Stanley Meisler’s book, (Figure 3) according to William Grimes, did something very important - it turned the spotlight away from Picasso and his circle and shone it on a group of lesser known artists whose contribution to the art scene of Paris had been casually overlooked, maybe intentionally ignored. According to Grimes, Meisler introduced the world of these ‘Jewish expatriates from the Russian empire … within the Paris art world, and the often xenophobic response to their presence”.
Deborah Solomon (one of my favorite art critics) also wrote a review of Meisler’s book. Like Grimes, she credits Meisler with ‘shifting the perspective from Picasso and his merry band to a group of exiles who conversed in Yiddish and were centered… in Montparnasse.’ According to Solomon, “(s)cholars of the period tend to act as if the only religion that matters is the religion of modern art.’ Which would have been great if the Jewish painters in Paris, who were to a great extent the heart and soul of the Paris School, hadn’t been singled out and rounded up when the Germans rode into town.
So, the exhibition at the MAJH isn’t ground breaking.
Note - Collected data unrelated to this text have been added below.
Issue #512, opened 2026-06-18
Long name entries aren't readable in dropdowns


dirkjanfaber:
**Describe the bug**

<img width="966" height="462" alt="Image" src="https://github.com/user-attachments/assets/08bd179d-de49-4816-b1ab-830dad83117d" />

It looks like the max length is about 35 characters. And we have quite a lot of entries in the `services.json` file that are longer. 

Longest is:
```
        "name": "Set it before a manual start to make the generator run for a fixed amount of seconds. Once the generator is started it indicates the seconds left until the generator is stopped",
```

PR #526, opened 2026-06-27
fix(nodes): replace path select with searchable combobox (#512)

dirkjanfaber:
Long measurement names were truncated in the native <select> dropdown, making them unreadable. Replace the Measurement <select> with a custom combobox: a text input filters the list as you type, and the dropdown shows full wrapping text for every entry. The hidden <select> is kept for Node-RED value storage and auto-save compatibility.

https://github.com/victronenergy/node-red-contrib-victron/issues/512

### DIFF
--- a/resources/victron-styles.css
+++ b/resources/victron-styles.css
@@ -769,6 +769,63 @@
   color: #dc3545;
 }
 
+/* Path combobox */
+.victron-form .victron-path-container {
+  display: inline-block;
+  width: 240px;
+  vertical-align: top;
+  position: relative;
+}
+
+.victron-form .victron-combobox-input {
+  width: 100% !important;
+  box-sizing: border-box;
+}
+
+.victron-form .victron-combobox-list {
+  display: none;
+  position: absolute;
+  top: 100%;
+  left: 0;
+  min-width: 100%;
+  max-height: 200px;
+  overflow-y: auto;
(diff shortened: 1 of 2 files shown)


Chris927 (changes requested):
This PR is implementing a custom combo box in untestable code: It works mostly, but there are scenarios where you cannot get the options back without clicking outside of the input field.

Suggestion: Use an alternative entirely based on CSS, to avoid the complexity and brittleness of untestable JS/jQuery code: Applying the below CSS to the `input` element should work:

```css
word-wrap: break-word;
white-space: normal;
min-height: 48px;
```

The downside is that the height is larger than necessary in cases the text does not have to wrap. I think this is acceptable. (Maybe this can be improved with clever CSS?)

The upside is that we keep using the native `select` element, not risking our logic breaking in browsers we do not actively test. And obviously we avoid a lot of (currently) untestable code.

Another upside: If there is a browser that doesn't support any of the css, it will degrade to the current behavior (the end of the text cut off), and still work.

If the downside (unnecessary height) is unacceptable, then I suggest using something like [Select2](https://select2.org/) from a CDN: Our JavaScript would be limited to a function call, and it would again degrade gracefully to the native `select` behavior.

dirkjanfaber:
Update; Lets go for select2 instead.

PR #530, opened 2026-06-29
fix(gps): fix D-Bus marshal error for UtcTime on virtual GPS device

### LINKED ISSUE #528: Virtual Device (GPS) bug introduced in 1.7.15 - debounced value issue
**Describe the bug**
The Virtual Device node (GPS type) throws an `AssertionError` when attempting to write values to D-Bus via `dbus-native-victron`. The error `variant data should be [signature, data]` occurs in `marshall.js` when the node attempts to apply a debounced value for a GPS path such as `Speed`. This regression was introduced in v1.7.15 — downgrading to v1.7.14 resolves the issue.

**To Reproduce**
1. Add a Virtual Device node configured as GPS type
2. Send a payload of `{ "Speed": 0.1 }` to the node (a plain object with a D-Bus path key and numeric value, as documented in the node's own UI help text)
3. Observe error: `Failed to apply debounced value for Speed: variant data should be [signature, data]`

**Expected behavior**
The numeric value should be marshalled correctly to D-Bus as a variant double, as it was in v1.7.14.

**Screenshots**
N/A

**Flow**
```json
[SignalK input] → [Function node: msg.payload = { "Speed": msg.payload }] → [Virtual Device node (GPS)]
```

**Hardware**
- Hardware: Windows PC running SignalK server (not Cerbo/Venus OS hardware — Node-RED running via SignalK's embedded Node-RED instance)

**Software**
- node-red-contrib-victron version: 1.7.15 (bug), 1.7.14 (working)
- Venus OS version: N/A — running on SignalK/Windows

**Additional context**
The full error stack:
```
AssertionError [ERR_ASSERTION]: variant data should be [signature, data]
    at write (c:\signalk\signalkhome\.signalk\red\node_modules\dbus-native-victron\lib\marshall.js:71:14)
    at writeStruct (...)
    at marshall (...)
    at Object.marshallMessage [as marshall] (...)
    at EventEmitter.self.message (...)
{
  code: 'ERR_ASSERTION',
  actual: undefined,
  expected: 2,
  operator: '=='
}
```
The GitHub compare between v1.7.14 and v1.7.15 should identify the commit that changed variant handling in the Virtual Device node: https://github.com/victronenergy/node-red-contrib-victron/compare/v1.7.14...v1.7.15

dirkjanfaber:
Virtual GPS nodes threw 'variant data should be [signature, data]' when sending any GPS data field (Speed, Latitude, etc.) because the onPropertiesChanged callback auto-injected UtcTime and dbus-victron-virtual's wrapValue did not handle the 'u' (uint32) type, returning a raw number instead of the required ['u', value] variant pair.

Fix: bump dbus-victron-virtual to 0.1.36, which adds wrapValue support for 'u'. Also adds:
- a wrapValue compatibility test on gps.properties.UtcTime
- a contract test that walks all device-type modules and calls wrapValue on every declared property, catching unsupported types at CI time

closes https://github.com/victronenergy/node-red-contrib-victron/issues/528

### DIFF
--- a/test/victron-virtual-device-type-properties.test.js
+++ b/test/victron-virtual-device-type-properties.test.js
@@ -2,20 +2,10 @@
 /* eslint-env jest */
 const fs = require('fs')
 const path = require('path')
-const { __private__: { wrapValue } } = require('dbus-victron-virtual')
 
 const DEVICE_TYPE_DIR = path.join(__dirname, '../src/nodes/victron-virtual/device-type')
 
-const SAMPLE_VALUES = {
-  b: true,
-  d: 1.0,
-  i: 1,
-  s: 'test',
-  u: 1,
-  ad: [1.0],
-  ai: [1],
-  as: ['test']
-}
+const KNOWN_TYPES = ['b', 'd', 'i', 's', 'u', 'ad', 'ai', 'as']
 
 // Flatten possibly-nested property maps (e.g. generator.js uses { genset: {...}, dcgenset: {...} })
 function flattenProperties (properties) {
@@ -32,7 +22,7 @@ function flattenProperties (properties) {
 
 const deviceModuleFiles = fs.readdirSync(DEVICE_TYPE_DIR).filter(f => f.endsWith('.js'))
 
-describe('virtual device-type property types are wrappable by dbus-victron-virtual', () => {
+describe('virtual device-type property types are known D-Bus types', () => {
   for (const file of deviceModuleFiles) {
     const mod = require(path.join(DEVICE_TYPE_DIR, file))
     if (!mod.properties) continue
@@ -41,12 +31,8 @@ describe('virtual device-type property types are wrappable by dbus-victron-virtu
 
     describe(file, () => {
       for (const [propName, propDesc] of Object.entries(allProperties)) {
-        test(`${propName} (type '${propDesc.type}') wraps to [signature, value]`, () => {
-          const sampleValue = SAMPLE_VALUES[propDesc.type]
-          expect(sampleValue).toBeDefined()
-          const result = wrapValue(propDesc, sampleValue)
-          expect(Array.isArray(result)).toBe(true)
-          expect(result).toHaveLength(2)
+        test(`${propName} type '${propDesc.type}' is a known D-Bus type`, () => {
+          expect(KNOWN_TYPES).toContain(propDesc.type)
         })
       }
     })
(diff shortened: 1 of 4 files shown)


test/victron-virtual-device-type-properties.test.js
```diff
@@ -0,0 +1,54 @@
...
+  for (const file of deviceModuleFiles) {
+    const mod = require(path.join(DEVICE_TYPE_DIR, file))
+    if (!mod.properties) continue
+
+    const allProperties = flattenProperties(mod.properties)
+
+    describe(file, () => {
+      for (const [propName, propDesc] of Object.entries(allProperties)) {
+        test(`${propName} (type '${propDesc.type}') wraps to [signature, value]`, () => {
+          const sampleValue = SAMPLE_VALUES[propDesc.type]
```
Chris927: This is an odd test: What we do is

(a) check that all properties are of a known type (the keys in `SAMPLE_VALUES` object), and
(b) test the `wrapValue` function, which is from another package.

This is confusing, as not unit testing, and it is more complex and harder to understand for the reader than necessary.

What we should do instead:

1. If the other package does not have sufficient test coverage for `wrapValue`, expand the unit tests there.
2. Have a test here that clearly does (a), with a description / test name that states that, something like this:

```js
describe('virtual device-type property types', () => {
  // iterate over all of them
  test(`${file}.${propName} is of known type ${propDesc.type}`, () => {
    KNOWN_TYPES.includes(propDesc.type)
  })
})
```

test/victron-virtual-gps.test.js
```diff
@@ -9,6 +10,16 @@ describe('gps device module', () => {
     expect(typeof gps.onPropertiesChanged).toBe('function')
   })
 
+  describe('UtcTime property', () => {
```
Chris927, line 6: Same feedback as with the other test. A simple `expect(gps.properties.UtcTime.type).toBe('u')` will do as unit test, if that's really necessary.

Chris927 (dismissed):
It's great that we add unit tests, but they are also code, so we should keep them clean and DRY. Therefore requesting changes.

test/victron-virtual-device-type-properties.test.js
dirkjanfaber: Yes, I agree that the test is odd and very doubtful. The (failed) idea was to prevent future wrapping of not yet supported values. But this clearly isn't the way.

Chris927 (approved):

PR #533, opened 2026-06-30
feat(acload): auto-calculate Ac/Energy/Forward from power

dirkjanfaber:
Mirrors the pvinverter auto-energy feature for the virtual AC load. When enabled, integrates power over time (per-phase or total Ac/Power fallback) to accumulate Ac/Energy/Forward. Absent field treats as disabled for safe migration of existing flows.

Extracts accumulateDelta and WATT_MILLISECONDS_PER_KWH into a shared energy-utils.js module to avoid duplication between pvinverter and acload.

### DIFF
--- a/src/nodes/victron-virtual/device-type/pvinverter.js
+++ b/src/nodes/victron-virtual/device-type/pvinverter.js
@@ -93,7 +93,7 @@ function onPropertiesChanged ({ changes, instance, config }) {
     const energyKey = `Ac/L${i}/Energy/Forward`
     const tsKey = `_lastL${i}PowerTimestamp`
     if (powerKey in changes) {
-      accumulateDelta(changes, instance, energyKey, instance[powerKey], instance[tsKey], now)
+      accumulateDelta({ changes, instance, energyKey, oldPower: instance[powerKey], lastTs: instance[tsKey], now })
       instance[tsKey] = now
       anyPhaseUpdated = true
     }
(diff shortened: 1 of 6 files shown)


src/nodes/victron-virtual/device-type/pvinverter.js
```diff
@@ -80,15 +80,6 @@ function initialize (config, ifaceDesc, iface, node) {
   return `Virtual ${iface.NrOfPhases}-phase pvinverter`
 }
 
-function accumulateDelta (changes, instance, energyKey, oldPower, lastTs, now) {
```
Chris927, line 83: [not blocking] As this function has so many parameters, I suggest using named parameters:

```js
function accumulateDelta({ changes, instance, energyKey, oldPower, lastTs, now }) {
  ...
}
```

This makes it easier to have default values, and adjust (add or remove) parameters in future, and it avoids bugs based on "mis-counting" the parameter position.

test/victron-virtual-acload.test.js
```diff
@@ -0,0 +1,296 @@
...
+      const before = Date.now()
+      acload.onPropertiesChanged({
+        changes: { 'Ac/Power': 1000 },
+        instance,
+        config: { acload_auto_energy: true, acload_nrofphases: 1 }
+      })
+      expect(instance._lastPowerTimestamp).toBeGreaterThanOrEqual(before)
+    })
+
+    test('accumulates energy on second power reading', () => {
```
Chris927: [not blocking] We should unit-test `accumulateDelta()` in its own file `energy-utils.test.js`, instead of testing the accumulation here.

Same comment applies to some of the tests below.

Chris927 (approved):
Nothing blocking, but we should move the unit tests to the right place / refactor them to actually be unit tests for the unit under test.

PR #534, opened 2026-07-02
feat(virtual): generalize S2 protocol support beyond acload

dirkjanfaber:
Extract the S2 transport (CEM Connect/Disconnect/Message/KeepAlive, power-measurement broadcast) into a shared enableS2Support() helper so any device-type module can opt in via a supportsS2 export instead of the editor/backend hardcoding the 'acload' device name. Device-type modules own their own S2 resource-settings shape (e.g. acload's on/off hysteresis thresholds) and pass it into the shared transport, so future consumer/producer/storage resource types can define their own shape without touching shared code.

Behavior for existing acload flows is unchanged.

### DIFF
--- a/src/nodes/victron-virtual-browser.js
+++ b/src/nodes/victron-virtual-browser.js
@@ -18,11 +18,18 @@ import {
   getShowUIValue,
   getVirtualNodeLabel,
   determineOutputLabel,
-  setDeviceCapabilities,
-  getDeviceCapabilities,
   fetchDeviceCapabilities
 } from './victron-virtual-functions.js'
 import { initializeTooltips } from './victron-common.js'
+
+// Node-RED can call a node's outputLabels(index) (-> determineOutputLabel) to draw port
+// tooltips for any node already on the canvas, independent of whether its edit dialog has
+// ever been opened. That callback only receives an index, so there is no call site through
+// which fresh capability data could be threaded in - it must be readable synchronously from
+// somewhere. This object is that one place; every other call site (oneditprepare,
+// checkSelectedVirtualDevice, updateOutputs) fetches its own copy and threads it through
+// explicitly instead of reading from here.
+const canvasDeviceCapabilities = {}
 
 window.__victron = {
   checkGeneratorType,
@@ -43,19 +50,18 @@ window.__victron = {
   getShowUIValue,
   initializeTooltips,
   getVirtualNodeLabel,
-  determineOutputLabel,
-  setDeviceCapabilities,
-  getDeviceCapabilities,
+  determineOutputLabel: (node, index) => determineOutputLabel(node, index, canvasDeviceCapabilities),
   fetchDeviceCapabilities
 }
 
-// Node-RED can call a node's outputLabels(index) (-> determineOutputLabel) to draw port
-// tooltips for any node already on the canvas, independent of whether its edit dialog has
-// ever been opened - so warm the device-capability cache as soon as this script loads rather
-// than waiting for oneditprepare. If this hasn't resolved yet when a label/output-count is
-// requested, calculateOutputs/determineOutputLabel fall back to their non-S2 defaults and
-// self-correct on the next render once the fetch completes.
+// Warm canvasDeviceCapabilities as soon as this script loads rather than waiting for
+// oneditprepare, so outputLabels() has S2 capability data available for nodes whose dialog
+// hasn't been opened this session. If this hasn't resolved yet when a label is requested,
+// determineOutputLabel falls back to its non-S2 default and self-corrects on the next render
+// once the fetch completes.
 try {
   const baseUrl = (window.RED?.settings?.httpNodeRoot || window.RED?.settings?.httpAdminRoot || '').replace(/\/$/, '')
-  fetchDeviceCapabilities(baseUrl).then(setDeviceCapabilities).catch(() => {})
-} catch (e) { /* RED not ready yet; oneditprepare's fetch will populate the cache */ }
+  fetchDeviceCapabilities(baseUrl)
+    .then(list => { (list || []).forEach(dt => { canvasDeviceCapabilities[dt.value] = dt }) })
+    .catch(() => {})
+} catch (e) { /* RED not ready yet; outputLabels falls back to non-S2 defaults until this resolves */ }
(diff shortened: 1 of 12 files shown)


src/nodes/victron-virtual-functions.js
```diff
@@ -1040,7 +1062,7 @@ export function updateBatteryVoltageVisibility () {
   $('#battery-voltage-custom-label').toggle(preset === 'custom')
 }
 
-export function checkSelectedVirtualDevice (context) {
+export function checkSelectedVirtualDevice (context, deviceCapabilities = getDeviceCapabilities()) {
```
Chris927: The name of this function is misleading: The name suggests something is checked, which is not the case. The function determines the visibility of form elements, and attaches event listeners to those form elements.

Suggestion: rename to `updateVirtualDeviceFormElements()` or similar.

src/nodes/victron-virtual.html
Chris927, line 111: Why are we not using `fetchDeviceCapabilities()` here? We do the same thing (i.e. to fetch from `/virtual-device-types`, but in two different ways, this should be refactored (to use fetchDeviceCapabilities() here as well).

src/nodes/victron-virtual-functions.js
```diff
@@ -993,6 +993,28 @@ export function fetchEvChargers (baseUrl) {
     })
 }
 
+let deviceCapabilitiesCache = {}
```
Chris927: Global, mutable variables are bad.

Suggestion: We encapsulate the device capabilities using a factory function for the cache, then instantiate a single cache under `window.__victron__.capabilitiesCache`. The factory function would look like this:

```js
function createDeviceCapabilitiesCache() {
  let cachedCapabilities = null // mutable state is not accessible from outside this function

  async function update() {
    const capabilities = await fetchDeviceCapabilities(baseUrl)
    cachedCapabilities = capabilities
  }
  function get() {
    return cachedCapabilities
  }
  return {
    update,
    get
  }
}
```

In one place (probably `src/nodes/victron-virtual-browser.js`) we can now instantiate the cache and call the update:

```js
  const cache = createDeviceCapabilitiesCache()
  window.__victron__.capabilitiesCache = cache
  cache.update().then(...).catch(...)
```

In other places, we can check if we have a cache, and if not, update it:

```js
const cache = window.__victron__.capabilitiesCache
if (!cache.get()) {
  await cache.update()
}
```

Now the question "where is this global variable possibly mutated, and is it valid to do the mutation or not?" completely disappears. And code becomes testable.

Chris927 (changes requested):
I'm requesting changes because this introduces a mutable global variable, which should be avoided.

Further, as per code coverage reported at the end of `npm run test`, `src/nodes/victron-virtual-functions.js` is not covered at all. I *think* this is misleading, as we do test at least some of the functions there, but the rollup into `test/fixtures/victron-virtual-functions.cjs' obfuscates this. I suggest we look into this further: Ideally, coverage reporting should accurately refer to the files under test.

src/nodes/victron-virtual-functions.js
```diff
@@ -1652,41 +1667,39 @@ const DEVICE_TYPE_TO_NUM_OUTPUTS = {
...
  * Calculate the number of outputs for a virtual device
  * @param {string} device - Device type (e.g., 'battery', 'switch', 'gps')
  * @param {object} config - Device configuration object
+ * @param {object} [deviceCapabilities] - Capability metadata keyed by device value
  * @returns {number} Number of outputs (minimum 1)
  */
-export function calculateOutputs (device, config) {
+export function calculateOutputs (device, config, deviceCapabilities = {}) {
   if (DEVICE_TYPE_TO_NUM_OUTPUTS[device]) {
     return DEVICE_TYPE_TO_NUM_OUTPUTS[device](config)
```
Chris927, line 1682: [non-blocking] Depending wether there is an entry in `DEVICE_TYPE_TO_NUM_OUTPUTS` or not, we have different code paths, meaning the supportsS2 logic cannot apply, if there is an entry.

How about making this one codepath:

```js
let numOutputs = 1; // default
if (DEVICE_TYPE_TO_NUM_OUTPUTS[device]) {
  numOutputs = DEVICE_TYPE_TO_NUM_OUTPUTS[device](config)
}
if (deviceCapabilities[device]?.supportsS2 && config?.enable_s2support) {
  numOutputs += 1 // passthrough + S2 signals
}
return numOutputs
```

src/nodes/victron-virtual-browser.js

But, I guess because it is in Paris, or maybe because the scenographer was more imaginative, or given a bigger budget, the Paris show escapes the criticism one reviewer leveled against the New York one. Which was that there was no evocation of place. Not the case at all here in Paris. And since the places evoked are just a metro ride away, you can go visit many of them! The catalog for this exhibition has a lot of interesting information. There is a list of artists, their countries of origin, their biographies and their names at birth. There is a map of the academies and cafes and ateliers where they learned and laughed and sometimes earned a living. There is a chronology. But no bibliography. Oh well.
The exhibition (as well as its predecessor in New York) moves along chronologically and thematically, beginning with the first influx of Jewish artists at the beginning of the 20th century. Artists like Sonia Terk (who married Robert Delaunay) (Figure 4) and Jules Pascin, (Figure 5) neither of whom fit our stereotype of Jewish artists fleeing poverty and ghettos for Paris. Both were from moneyed families and both had studied art before arriving in Paris.
The second section focuses on the years of the largest Jewish migration, when Chagall, (Figure 6) Soutine (Figure 7) and Modigliani (Figure 8) arrived. Both exhibitions march us through World War I when a significant number of foreign artists took up arms to fight for the French. (Figure 9) And then on to happier times, the crazy, exuberant, wild, Roaring Twenties when Jules Pascin was given the sobriquet of the Prince of Montparnasse by none other than Ernest Hemingway. The Great Depression followed, bringing with it nationalism and anti-Semitism. The exhibition ends with WW II. Some artists figured it out soon enough and fled, many to the United States. But other Jewish artists in Paris were not so lucky. They were rounded up and killed or transported to concentration camps to die there. And that was how the first half of the last century went. We seem to be on track with this one.